Freiheit, Demokratie und Transparenz Pressemitteilungen

Aufgrund eines neuen Vorschlags der belgischen Innenministerin könnten die EU-Regierungen die vielkritisierte Chatkontrolle doch bereits im Juni beschließen. Das ergibt sich aus internen Informationen, die dem Europaabgeordneten der Piratenpartei und Schattenberichterstatter Dr. Patrick Breyer zugespielt wurden.

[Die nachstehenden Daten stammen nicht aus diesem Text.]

Issue #2358, opened 2022-12-23
MarkdownSanitizer escaping incorrectly


realSurfy:
### General Troubleshooting

- [X] I have checked for similar issues on the Issue-tracker.
- [X] I have updated to the [latest JDA version](https://ci.dv8tion.net/job/JDA/lastSuccessfulBuild/)
- [X] I have checked the branches or the maintainers' PRs for upcoming bug fixes.

### Expected Behaviour

This text is supposed to be escaped from:
```
. 
    > TEST
``` 
to:
```
. 
    \> TEST
``` 

However, this does not happen.

As shown:
![image](https://user-images.githubusercontent.com/39742246/209409059-a0e93057-8b21-4d68-9c72-ae7b732f5da4.png)

Debug:
![image](https://user-images.githubusercontent.com/39742246/209409106-f29b5abb-bfcb-4c5f-bdfe-510ed00d0d5c.png)

### Code Example for Reproduction Steps

```java
String escapedText = MarkdownSanitizer.escape(". \n    > TEST");
```

### Code for JDABuilder or DefaultShardManagerBuilder used

```java
Irrelevant
```

MinnDevelopment:
Fixed in 5.0.0-beta.10

PR #2363, opened 2022-12-27
Properly escape quotes with leading spaces

Almighty-Satan:

## Pull Request Etiquette

### Changes

- [X] Internal code
- [ ] Documentation
- [ ] Other: \_____ 

Closes Issue: #2358 

## Description

Fixes an issue that caused quotes with leading spaces to not be escaped.

### DIFF
--- a/src/test/java/MarkdownTest.java
+++ b/src/test/java/MarkdownTest.java
@@ -463,5 +463,6 @@ class EscapeMarkdownAllTest
         Assertions.assertEquals("\\>\\>\\> Hello World", MarkdownSanitizer.escape("\\>\\>\\> Hello World", true));
         Assertions.assertEquals("Hello > World", MarkdownSanitizer.escape("Hello > World"));
         Assertions.assertEquals("Hello\n \\> World", MarkdownSanitizer.escape("Hello\n > World"));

Konkret sollen nach dem neuesten Vorschlag Nutzer von Apps mit Kommunikationsfunktion per AGB oder Popup-Nachricht zustimmen müssen, dass alle verschickten Bilder und Videos automatisiert und verdachtslos gescannt und gegebenenfalls der EU und der Polizei gemeldet werden. Dazu sollen wohl auch Überwachungsfunktionen in bisher sicher Ende-zu-Ende verschlüsselte Messenger eingebaut werden, auch wenn die Belgier behaupten, die von ihnen vorgeschlagene „Uploadmoderation“ unterscheide sich vom „Client-Side Scanning“. Stimmt ein Nutzer der Chatkontrolle nicht zu, soll er den Chat weiter nutzen nutzen können, aber keine Bilder und Videos mehr versenden können. An EU und Polizei ausleiten sollen die Scanner-Algorithmen bekanntes Material und unbekannte Bilder und Videos, die von „künstlicher Intelligenz“ für potenziell verdächtig gehalten werden. Auf die Durchsuchung von Textnachrichten nach Hinweisen auf „Grooming“, die auch bisher kaum zum Einsatz kommt, soll genauso verzichtet werden wie auf das noch nie eingesetzte Scannen von Audiokommunikation.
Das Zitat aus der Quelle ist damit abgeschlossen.